§ YOUR OBJECTIVE
In the lines below, look for "receive". Copy each line where it appears.

§ GIVEN ENTRIES
Issue #1525, opened 2026-09-03
Open the telc area from a link or QR code


LeandraH:
As a learner I want tapping telc's link or scanning their QR code to drop me straight into the telc area, such that I never pick a Branche or Beruf first.

## Acceptance Criteria:

- [ ] Opening telc's link with the app installed lands in the telc area.
- [ ] The Branche/Beruf preselection is skipped on that path.
- [ ] The area lists only telc's Lehrwerke, sorted alphabetically — public Berufe are not mixed in.
- [ ] The area's Lektionen work in all three Lernmodi.
- [ ] Scanning the QR code does the same as tapping the link.

## Technical Tasks:

- [ ] Add deep-link handling — there is none today: no `linking` config on the navigator, no `Linking.getInitialURL`, no iOS URL scheme or associated domains, and no `VIEW` intent-filter on the launcher activity (`android/app/src/main/AndroidManifest.xml:28-31` is MAIN/LAUNCHER only; the `queries` block at :34 is for outgoing intents).
- [ ] Redeem the key from the link and store the area the way custom disciplines already are (`storageUtils.ts:208`) — no new storage shape.
- [ ] Decide universal/app links vs a custom scheme, and register the domain. This decides what telc prints, so it cannot be revisited later — see https://github.com/digitalfabrik/lunes-cms/issues/984.
- [ ] Enable manual adding with a button on the job list that opens a little text input for the activation code.

The printed QR now carries a URL, not a token, so the phone's own camera opens it. That is a different path from the in-app scanner (`QRCodeReaderOverlay.tsx`), which reads a bare token straight into `getJob({ type: 'load-protected', apiKey: code })`. Keep the in-app scanner working for existing custom disciplines; it is not the path telc's materials use.

f1sh1918:
Just some ideas from my side:
I would recommend using https and custom scheme deeplinks for the following reason. 

A user scans the qr code and opens the link
(https scheme) 

Scenario A: User has already installed the app. Link will be opened. Everything fine. Custom area will be added.

Scenario B: App is not installed. User should be redirected to a landing page. With installation instructions. After installation user can go back to the landing page and click activate button in the browser (or scan the qr code) 
Here a custom scheme link has a wider browser compatibility.

Since deeplinking could not work properly on some devices / os versions it could be helpful to also add a code that can be used for manual area adding

LeandraH:
[...]

PR #1540, opened 2026-09-14
1525: add key for content area to storage

LeandraH:
### Short Description

This PR adds the key for content areas to the storage and sends it to the CMS as part of the authorization header.

### Proposed Changes

- Add content areas to the storage
- Send the content area's key with the authorization header
- Merge all the word lists into a big one for `loadAllWords`
- A little bit of refactoring

### Side Effects

- The authorization header

### Testing

Not much to test yet, I guess you could check that the app still works.

### Resolved Issues

Part of #1525 

---


f1sh1918 (commented):
Already looks good but i think some small things are missing.

Shouldn't 
`useLoadJob` and `getJob` also receive `accessKey` ?
Currently they only get `jobId` instead of `Job` which doesn't include it

Some functions in `CmsApi` still receive `accessKey` as an optional prop. I would tend to pass the whole `Job` or `Unit` or `Word`
There are other occurrences that have an `accessKey` passed.
`getWordById` `getWordsByUnit` `getWordsByJob`, `getUnitsOfJob` `getJobs`

LeandraH:
> Shouldn't `useLoadJob` and `getJob` also receive `accessKey` ? Currently they only get `jobId` instead of `Job` which doesn't include it

True, I had the `accessKey` for `useLoadJob` in the next PR because it functionally belonged there, but may as well put it in here. I have to rewrite the next PR quite a bit anyway 😅 

`getJob` does already get the `accessKey` but no `Job` since it's the function that gets the `Job` from the `jobId`.

> Some functions in `CmsApi` still receive `accessKey` as an optional prop. I would tend to pass the whole `Job` or `Unit` or `Word` There are other occurrences that have an `accessKey` passed. `getWordById` `getWordsByUnit` `getWordsByJob`, `getUnitsOfJob` `getJobs`

Hmm, it doesn't work for all of those. `getJobs` doesn't take an `accessKey` and not all of the other cases have a full job to start with. But I guess we could add something like a `type JobRef = { id: JobId, contentAreaToken?: string }`, which would be satisfied by passing in a complete job. What do you think about that idea?

f1sh1918:
> > Shouldn't `useLoadJob` and `getJob` also receive `accessKey` ? Currently they only get `jobId` instead of `Job` which doesn't include it
> 
> True, I had the `accessKey` for `useLoadJob` in the next PR because it functionally belonged there, but may as well put it in here. I have to rewrite the next PR quite a bit anyway 😅
> 
> `getJob` does already get the `accessKey` but no `Job` since it's the function that gets the `Job` from the `jobId`.
> 
> > Some functions in `CmsApi` still receive `accessKey` as an optional prop. I would tend to pass the whole `Job` or `Unit` or `Word` There are other occurrences that have an `accessKey` passed. `getWordById` `getWordsByUnit` `getWordsByJob`, `getUnitsOfJob` `getJobs`
> 
> Hmm, it doesn't work for all of those. `getJobs` doesn't take an `accessKey` and not all of the other cases have a full job to start with. But I guess we could add something like a `type JobRef = { id: JobId, contentAreaToken?: string }`, which would be satisfied by passing in a complete job. What do you think about that idea?

Actually if you check the prs of @sascha11110 , the `contentAreaToken` is only used once for register the area (just for this endpoint)
This endpoint sends you an `accessKey` (should be stored locally) which is used to access jobs/words/units just to have a clear wording.

Okay probably i'm not deep enough in the frontend structure, i remember sth like `jobIds[]`, which will not include an accessKey i guess, so you are right.

Okay so if we don't pass `useLoadAllJobs` an `accessKey`, the job fetching for telc will be implemented in a separate pr? I was just wondering that sometimes the `accessKey` was added and sometimes not. I expected to have it fully implemented or be done in a separate PR. Else for me it looks like its missing something

LeandraH:
I renamed things to match the CMS, so we have the `code` that we get from the deep link and send to the CMS, and then save the returned `token`. I think that is pretty clear, but I'm also happy to change the naming around some more if you have better ones :)

And yes, fetching the actual job is implemented in #1541 , this is really just about the storage in the app. It made sense in my head to split it up that way but I see your point that it's confusing, sorry!

src/hooks/useLoadFavorite.ts
```diff
@@ -17,7 +17,7 @@ export const loadFavorite = async ({ storageCache, favorite }: LoadFavoriteProps
     }
     return userCreatedFavorite
   }
-  return getWordById(favorite)
+  return getWordById({ id: favorite })
```
f1sh1918, line 20: ❓ don't we have to pass the token here. some favorites might be also token scoped

f1sh1918 (commented):
Found one potential issue. rest works looks good

src/hooks/useLoadFavorite.ts
LeandraH: True, thanks!

LeandraH: Oh, though the entire favorites screen is rewritten in #1541 . Would it make reviewing easier if I just merge that PR into this one?

f1sh1918: no its fine if its done there then nvm

JoeyStk (approved):

JoeyStk:
@LeandraH could you please dismiss my review. I approved by accident :grimacing:

src/hooks/useLoadAllWords.ts
```diff
@@ -1,13 +1,40 @@
...
+  })
+}
+
+const wordsOfContentArea = async (token: string): Promise<StandardVocabularyItem[]> => {
+  try {
+    return await getWords(token)
+  } catch (error) {
+    // An unreachable content area must not take the public and the user vocabulary down with it
+    reportError(error)
+    return []
```
f1sh1918: ❓ are you sure, we shouldn't show any error here? So this will be just send to sentry and swallowed.

f1sh1918 (approved):
One open questions. Rest looks good 👍

src/hooks/useLoadAllWords.ts
LeandraH: Good point, I guess a toast or something with an error would be a good idea here. I'll create an issue for it, since we currently only have the kind of error handling where an entire page doesn't load properly :)

LeandraH: https://github.com/digitalfabrik/lunes-app/issues/1543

§ EXPECTED ANSWER
`useLoadJob` and `getJob` also receive `accessKey` ?
Some functions in `CmsApi` still receive `accessKey` as an optional prop. I would tend to pass the whole `Job` or `Unit` or `Word`
> Shouldn't `useLoadJob` and `getJob` also receive `accessKey` ? Currently they only get `jobId` instead of `Job` which doesn't include it
> Some functions in `CmsApi` still receive `accessKey` as an optional prop. I would tend to pass the whole `Job` or `Unit` or `Word` There are other occurrences that have an `accessKey` passed. `getWordById` `getWordsByUnit` `getWordsByJob`, `getUnitsOfJob` `getJobs`
> > Shouldn't `useLoadJob` and `getJob` also receive `accessKey` ? Currently they only get `jobId` instead of `Job` which doesn't include it
> > Some functions in `CmsApi` still receive `accessKey` as an optional prop. I would tend to pass the whole `Job` or `Unit` or `Word` There are other occurrences that have an `accessKey` passed. `getWordById` `getWordsByUnit` `getWordsByJob`, `getUnitsOfJob` `getJobs`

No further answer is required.